None of those inequities are new, but the abrupt shift in modality has both exacerbated and intensified them. If all your schooling is now online, and you can’t get online, then for you, school is closed. And with the similar online shift in learning-support services, the scaffolding that many of our students depended upon — and which we told them they were entitled to and exhorted them to use — became unreachable. Covid-19 has laid bare the profound inequities in our society, from the global scale all the way down to my section of “Ancient World History.”
HyFlex classes didn’t cause those inequities, but they can reflect and intensify them. If we employ an instructional model that is dependent upon things like live videoconferencing and streaming media — without ensuring that all students are able to access their courses — we’ve committed institutional malpractice, and it doesn’t matter if we’re in a pandemic. If we are open for learning, it has to be for all our students or none. To do otherwise is to intensify the very inequities we say we want to fix.

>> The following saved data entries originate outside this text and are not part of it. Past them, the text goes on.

PR #599, opened 2026-05-26
test+fix(orchestration): rip maxTurns; restore answer-the-user's-question behavior (#598 follow-up)

### LINKED ISSUE #598: Follow-up to #554: remaining items for #511
## Context

#554 lands a focused director-layer fix for one of #511's three symptoms (premature `END`). Scope was narrowed during review and the regression eval was deferred. This tracks what's outstanding.

## 1. Agent-side attribution clarification (covers #511 symptoms ① and ②)

#554 only modifies the director path. The other two #511 symptoms originate in the **agent** path and are unchanged:

- ① **Off-topic replies** — agent ignores the actual content of the prior turn.
- ② **Role confusion** — teacher misattributes a human turn to a peer agent (the "照镜子" case).

In `director-graph.ts:290`, `convertMessagesToOpenAI(state.messages, agentId)` re-encodes peer agents as `role:'user'` with a `[AgentName]:` prefix. The human's turn is also `role:'user'` with `[You]:` (or its localised equivalent) prefix. The agent system prompt doesn't currently document this encoding, so the model has no structural signal to distinguish them.

**Fix:** add one or two sentences in `lib/orchestration/prompt-builder.ts` clarifying that `role:'user'` messages prefixed `[Name]:` are AI peers, not the human student. This was item 3 of @ashutoshrana's original plan in #511; it was dropped from #554 to keep scope tight.

## 2. End-to-end regression for premature-END

Deferred from #554. The unit tests there verify the director's **inputs** (summary labels), not its **behaviour**. The premature-END symptom is model-dependent — a deterministic e2e fixture that fails on `main` and passes with the fix is the real regression guard.

Frame as **"verify #511 is actually fixed"**, not "add fixtures": reproduce the bug deterministically first (which models / prompts / seeds?), then encode the regression. If it doesn't reproduce reliably on any shipped model config, that's data we need before trusting the fix.

Lands under a new `/eval/orchestration/` domain dir (not `tests/eval/`), following the `outline-language` pattern: `runner.ts` + `judge.ts` + `scenarios/*.json` + an `eval:orchestration` npm script.

## 3. Director Rule #11 wording

Rule #11 in `director/system.md` implicitly treats every `[Student (Human)]` turn as a question, so it over-blocks `END` when the human just acknowledges ("ok continue", "got it"). Suggested rewording: gate on **"the most recent `[Student (Human)]` line asks a question or raises an objection AND appears after the last substantive `[Agent]` answer"**.

## 4. Test coverage for `[…]:`-leading content

`SENDER_PREFIX_RE = /^\[[^\]]+\]:\s*/` in `conversation-summary.ts` greedily strips the first `[…]:` pattern. Content like `"[FYI]: my answer is…"` loses `[FYI]: ` in the summary. Low-probability in practice; a single test pinning the chosen behaviour (strip vs preserve) would document the contract.

## 5. JSDoc contract on `summarizeConversation`

Add a line clarifying that `system` role messages don't appear in director-path input (`convertMessagesToOpenAI` filters non-user/assistant), so the `'System'` label branch is defensive-only.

All of these lessons sound fairly negative. But I think that reflects the extraordinarily difficult circumstances in which all of us find ourselves this fall as much as, or more than, any particular shortcoming of the HyFlex model itself.

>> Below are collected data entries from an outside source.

PR #601, opened 2026-05-26
feat(maic-editor): nav rail, scene management, Pro mode chrome rework

wyuc:
Closes the deferred work from #560 / #562 — Phase 1 slide surface Pro mode now has a
working left rail with full slide management, plus an architectural rework of the
Stage chrome that lifts two long-standing UX bugs.

### Slide nav rail + scene management
- `SlideNavRail` — vertical thumbnail strip via motion.dev `Reorder.Group`, drag-to-
  reorder, drag-to-resize, collapse toggle. All scene types render first-class
  (slide gets `ThumbnailSlide`, non-slide gets playback `SceneSidebar` mockups via
  the extracted `SceneThumbnailContent`).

While there have been implementation issues, technological snafus, and steep learning curves — as you’d expect with any changes this significant — there have also been a number of HyFlex success stories on my campus, and likely yours, too. I have colleagues who, having learned particular technologies to teach a HyFlex course, are now integrating that knowledge into all of their teaching and making plans to incorporate these new skills and abilities (Remote office hours can be more flexible! Recording videos students can always access is a great way to start reviewing for an exam! Having students all on the same digital whiteboard space to mark up a paper draft is really cool!) across all their future courses.
We have students who, quite literally, would have had to drop out if their courses had not been available in the HyFlex format. All of us are learning how to increase our capacity for compassion, flexibility, and empathy. Given the circumstances in which we find ourselves, that may be the most important outcome of all.